Plus globalement, le remplacement croissant de nombreux métiers par des robots laisse présager qu’il n’y aura pas du travail pour tous. Notre société devra donc envisager une redistribution sociale de la richesse.

Et le rôle des DRH ?

Les DRH vont avoir un rôle clé dans l’évolution des business models de notre société. Nous sommes aujourd’hui dans la phase « Lune de miel ». Jusqu’à présent, les entreprises ont pu valoriser des emplois peu qualifiés en positionnant les collaborateurs en contrôleur des robots. Mais, l’évolution vertigineuse du Deep Learning (x100 chaque année) laisse présager que l’intelligence artificielle dépassera l’intelligence humaine. Cela impactera donc aussi bien des métiers nécessitant peu de formation que des métiers de formation pointue, comme les radiologues par exemple.

Les DRH vont devoir accompagner les entreprises dans les mutations technologiques en passant d’une gestion prévisionnelle des emplois et compétences à une gestion prévisionnelle des technologies et des métiers. Elles devront notamment développer les soft skills au sein des entreprises (humanité, empathie, philosophie, transversalité, compréhension du monde, …) puisque les compétences techniques seront largement assurées par les robots.

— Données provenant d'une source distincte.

PR #2779, opened 2019-08-30

mormj:
-- Looking for feedback on this 

Here is a contrived example that just queries the ref_locked sensor:
image
image

This would then generate the .py output with the code inserted after the specified section:
image

### DIFF
--- a/grc/blocks/grc.tree.yml
+++ b/grc/blocks/grc.tree.yml
@@ -12,6 +12,7 @@
   - epy_module
   - note
   - import
+  - snippet 
 - Variables:
   - variable
   - variable_struct
--- a/grc/blocks/options.block.yml
+++ b/grc/blocks/options.block.yml
@@ -123,6 +123,53 @@ parameters:
     default: '.:'
     hide: part
 
+-   id: snippet_editor
+    label: Editor
+    dtype: enum
+    category: Code Snippets
+    options: ['Dialog','External']
+    hide: ${'part' if output_language == 'python' else 'all'}
+
+-   id: snippet_top
+    label: Top
+    dtype: ${'_multiline_python_external' if snippet_editor == 'External' else '_multiline'}
+    category: Code Snippets
+    hide: ${'part' if output_language == 'python' else 'all'}
+-   id: snippet_imports
+    label: Imports
+    dtype: ${'_multiline_python_external' if snippet_editor == 'External' else '_multiline'}
+    category: Code Snippets
+    hide: ${'part' if output_language == 'python' else 'all'}
+-   id: snippet_variables
+    label: Variables
+    dtype: ${'_multiline_python_external' if snippet_editor == 'External' else '_multiline'}
+    category: Code Snippets
+    hide: ${'part' if output_language == 'python' else 'all'}
+-   id: snippet_blocks
+    label: Blocks
+    dtype: ${'_multiline_python_external' if snippet_editor == 'External' else '_multiline'}
+    category: Code Snippets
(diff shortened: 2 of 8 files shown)


marcusmueller:
I like the idea – but since we really can have but one code snippet per "section", wouldn't it be wiser to just have this as property of the "Options" block?

mormj:
I'm having a hard time visualizing how it would fit into the options block.  Are you imagining a second popup from there that defines your snippets for each section?

Also, in theory we could have more than one snippet per section, but currently like the other variables there is no concept of ordering them upon rendering

skoslowski:
This reminds me of Balints "any code" blocks.

I agree with @marcusmueller - if this would be added, it should suffice to have one per section and therefore put it into the options - a new tab containing multiline inputs for all these "extension points". 
 
In general, I always disliked the idea of introducing elements that enable users to generate invalid code. This would be one of those features: Can't exec the code (could have side effects) - only compile it to check for syntax errors - maybe analyse the ast for unknown identifiers. However, there are (advanced-level) use-cases where features like these are nice - even though it is no longer "pure" fllowgraph generation.

AFAIK the current way to achieve this, is to create a separate module and import the generated flowgraph class. Here you are free to extend/patch/customize the code however you see fit. As far as GRC is concerned it generates a valid flowgraph - any custom logic is in a separate file.
And you can customize what file to run per flowgraph - so you can have the extended code executed from the GUI. This solution may be suited for more involved customization. Your example adds a really short piece of code for which creating a separate module may feel a bit cumbersome.

@mormj, variables are in fact ordered upon rendering (how else could you reliably use another variable to build a new value?). blocks and connections shouldn't require a special order (think declarative) - with the qtgui being the usual exception.

marcusmueller:
exactly, that's why I thought this should be a singleton thing; I imagine the "advanced" tab in the Options to hold a couple of text fields.

mormj:
Cool - thanks for the feedback - really appreciate it!  I'll give it another pass in the options section.  

I know that the idea is really giving the users the rope to hang themselves (in terms of unchecked code being inserted), but sometimes there's things that just aren't there in GRC and you need a band-aid until it's properly supported.

mormj:
Here it is thrown onto the options block:

image

with a choice to use external editor if so desired:
image

My concerns with this approach (as opposed to the snippet block) are
1) If the number of insertion points grows, this gets over-populated
2) Cut and paste snippets between flowgraphs - with the snippet block you can copy your snippets to another flowgraph easily.

777arc:
Now that it's moved into the options block, I think the big thing missing is a clear indication that custom code is being injected into the Python.  With your first version, at least the presence of that extra block was a clear indicator.  But now it's pretty hidden away, if someone opens a flowgraph they aren't going to realize it's there unless they really go digging.   Perhaps we could add an extra line of text inside the options block (like in the canvas view) that has some bold red text indicating a snippet of python is being added.  What do you think?

mormj:
Good point @777arc 

Personally I prefer the separate snippets block for the purpose of visibility and also because of copy paste to other flowgraphs, but understand the desire to keep option-like things in the options block.

What if it were it's own block - all the snippets like shown in the options block, but there could only be one of them (like the options block).

mormj:
Closing in favor of #2814

liumaolin-931:
Hi，
I'm just beginning to learn gnuradio. Where can I find more complete C + + and python codes for those existing modules? If I want to modify the function and content of one of the modules, what should I do? such as“constellation Modulator”,Is there any good website to help me?thank you!

PR #2781, opened 2019-09-02
Use `dist-packages` on Linux only

eblot:
`dist-packages` directory is a Debian/Ubuntu/... specific path
On other posix systems the default `site-packages` dir should be used.

https://stackoverflow.com/questions/42339034/python-module-in-dist-packages-vs-site-packages

Ex. on macOS, there is no "dist-packages" directory, whatever the installed packages

    $ ls /usr/local/opt/python/Frameworks/Python.framework/Versions/3.7/lib/python3.7/site-* |wc  -l
         208
    $ ls /usr/local/opt/python/Frameworks/Python.framework/Versions/3.7/lib/python3.7/dist-* | wc -l
       No such file or directory
       0

Moreover, even GR hesitates about the installation path:

    $ ls /usr/local/opt/gnuradio/lib/python3.7/dist-packages/
    gnuradio pmt
    $ ls /usr/local/opt/gnuradio/lib/python3.7/site-packages/
    volk_modtool

This ends up with confusion, multiple `PYTHONPATH` to make GR/GRC run, etc.

I'm not sure this PR is the proper way to fix this issue, but `dist-packages` does not seem to be a valid path except for Debian-style installations.

### DIFF
--- a/cmake/Modules/GrPython.cmake
+++ b/cmake/Modules/GrPython.cmake
@@ -112,7 +112,10 @@ execute_process(COMMAND ${PYTHON_EXECUTABLE} -c "
 import os
 import sys
 if os.name == 'posix':
-    print(os.path.join('lib', 'python' + sys.version[:3], 'dist-packages'))
+    if sys.platform == 'linux':
+        print(os.path.join('lib', 'python' + sys.version[:3], 'dist-packages'))
+    else:
+        print(os.path.join('lib', 'python' + sys.version[:3], 'site-packages'))
 if os.name == 'nt':
     print(os.path.join('Lib', 'site-packages'))
 " OUTPUT_VARIABLE GR_PYTHON_DIR OUTPUT_STRIP_TRAILING_WHITESPACE


skoslowski:
How about `distutils.sysinfo.get_python_lib()`?

eblot:
@skoslowski There is no `sysconfig` in distutils on macOS (and iOS) at least, but there's indeed a standard `sysconfig` module.

However, this gives access to the Python interpreter paths, not application-specific paths:

#### macOS/Homebrew
    >>> from sysconfig import get_paths
    >>> from pprint import pprint
    >>> pprint(get_paths())
    {'data': '/usr/local/Cellar/python/3.7.4/Frameworks/Python.framework/Versions/3.7',
     'include': '/usr/local/Cellar/python/3.7.4/Frameworks/Python.framework/Versions/3.7/include/python3.7m',
     'platinclude': '/usr/local/Cellar/python/3.7.4/Frameworks/Python.framework/Versions/3.7/include/python3.7m',
     'platlib': '/usr/local/Cellar/python/3.7.4/Frameworks/Python.framework/Versions/3.7/lib/python3.7/site-packages',
     'platstdlib': '/usr/local/Cellar/python/3.7.4/Frameworks/Python.framework/Versions/3.7/lib/python3.7',
     'purelib': '/usr/local/Cellar/python/3.7.4/Frameworks/Python.framework/Versions/3.7/lib/python3.7/site-packages',
     'scripts': '/usr/local/Cellar/python/3.7.4/Frameworks/Python.framework/Versions/3.7/bin',
     'stdlib': '/usr/local/Cellar/python/3.7.4/Frameworks/Python.framework/Versions/3.7/lib/python3.7'}

#### linux/Mint

    >>> from sysconfig import get_paths
    >>> from pprint import pprint
    >>> pprint(get_paths())
    {'data': '/usr',
     'include': '/usr/include/python3.6m',
     'platinclude': '/usr/include/python3.6m',
     'platlib': '/usr/lib/python3.6/site-packages',
     'platstdlib': '/usr/lib/python3.6',
     'purelib': '/usr/lib/python3.6/site-packages',
     'scripts': '/usr/bin',
     'stdlib': '/usr/lib/python3.6'}

You may not want to install GR Python modules into the main Python interpreter directory, but into a sub GR directory, *e.g.* on macOS/Homebrew:
  * Python path: `/usr/local/Cellar/python/3.7.4/Frameworks/Python.framework/Versions/3.7/lib/python3.7/site-packages`
  * GR path: ` /usr/local/Cellar/gnuradio/3.8.0.0/lib/python3.7/site-packages`

The fun part is that `sysconfig` module on Linux/Mint (wild guess: same on Debian) does not seem to know about `dist-packages` directory, which nevertheless exists on the FS.

michaelld:
I'd have to do some searching, but I know this topic has been discussed at least once, probably more than once, in the past. We never figured out a "one size fits all" set of defaults.

GR's CMake provides an externally settable variable for this install location (`GR_PYTHON_DIR`), which though obviously not an internal OS-dependent default, provides a reasonable means for this setting.

I tend to believe that most package managers just use the external variable setting, since oftentimes they wish to install Python scripts in some sub-directory of `CMAKE_INSTALL_PREFIX`. This is certainly the case for MacPorts, and it looks from the above like not Brew either. Is OSX that non-standard LOL?

Given the diversity of Python instlall locations, I just set my shell's `PYTHONPATH` to include multiple variants (`site-packages` and `dist-packages`) for multiple top-level directories (`CMAKE_INSTALL_PREFIX/lib/pythonX.Y` along with `CMAKE_INSTALL_PREFIX/Library/Frameworks/Python.framework/Versions/X.Y/lib/pythonX.Y`).

All of the above said, I don't see this change as being harmful. I doubt it will change much from the end-user's perspective.

I'm curious what other Linux user think here; I think the OSX users have had plenty to say!

eblot:
> Given the diversity of Python instlall locations, I just set my shell's `PYTHONPATH` to include multiple variants (`site-packages` and `dist-packages`) for multiple top-level directories 
Sure, but:

 1- From my perspective, even if Debian is my second OS of choice, it's weird to enforce a Debian-only rule for all *nix environments, I guess than *BSD users are not aware of `dist-packages`?
 2- There is only an exception to this for Windows :-)
 3- Why is `volk` installed in one path, `gnuradio` in the other one?

noc0lour:
if at all, python module installation should default/fallback to `site-packages` for Unixoids, Introduction of `dist-packages` was a mistake imho.

marcusmueller:
the old form is worse, but the new one is still wrong, since really only debianoids use dist-packages.

eblot:
I'd suggest two options:
- always use `site-packages` on Unix, whatever GR runs on linux or not, and leave to the distribution package managers the decision to patch the code if they really want to use a custom-specific destination directory. This is what is done for other environments. 
  * At least, it seems it is better to follow Python rules than specific distribution rules, rather to force the most and regular platforms to use support non-standard paths as it actually is done for now.
- detect debianoid environments, using /etc/os-release and comparing ID and ID_LIKE key values  to -at  least- `debian` and `ubuntu`

ThomasHabets:
As someone who's tried to build gnuradio on non-linux OSs, and with lots of experience porting between OSs in general, yes please try to find a way to do this without an `if (linux) … else …`. It's technical debt making future porting harder.

Example problem from "if OS X, Y or Z": https://github.com/gnuradio/gnuradio/issues/2902

derekjchen:
Hi all,

I wrote a dvbs2 bbheader file sink. (for learning purpose). I did cmake, make, make install, ldconfig on it.

and I'm writing python tests for dvbs2 bbheader using the bbheader file sink block.
however, in the python test file, qa_bbheader_bb.py, it can’t resolve this:
import bbheader_file_sink_swig as bbheader_file_sink

2: Test command: /usr/bin/sh "/data/Frontier/gr-dvbs2/build/python/qa_bbheader_bb_test.sh"
2: Test timeout computed to be: 10000000
2: Traceback (most recent call last):
2:   File "/data/Frontier/gr-dvbs2/python/qa_bbheader_bb.py", line 27, in <module>
2:     import bbheader_file_sink_swig as bbheader_file_sink
2: ImportError: No module named bbheader_file_sink_swig
2/8 Test #2: qa_bbheader_bb ...................***Failed    0.25 sec
test 3
    Start 3: qa_bbscrambler_bb


and I can see bbheader_file_sink is under:
/user/local/include/bbheader_file_sink/bbheader_file_sink/swig/bbheader_file_sink_swig.i

should I edit dvbs2 OOT CMakeFile? and how?

Really appreciate any help.

Regards,
Derek

michaelld:
closed in favor of #2939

De profondes mutations en matière de ressources humaines sont donc pressenties : de nouveaux besoins de compétences, des individus en passage dans l’entreprise, un fonctionnement en réseau … Les DRH vont avoir un rôle clé pour accompagner les entreprises et les individus et trouver la complémentarité entre les individus et les robots pour que personne ne reste sur le bord de la route.

Afin de devenir un strategic partner des entreprises demain, elles doivent, dès aujourd’hui :

  • Acquérir des compétences technologiques pour mieux appréhender et accompagner les transformations à venir
  • Faire de la prospective technologique afin d’anticiper les métiers de demain
  • Anticiper les évolutions futures de leurs processus, principalement en matière de recrutement et de GPEC (assouplissement des règles et processus afin de permettre à l’entreprise d’être plus agile)
  • Développer des compétences en matière d’éthique afin de définir les droits des individus et des robots.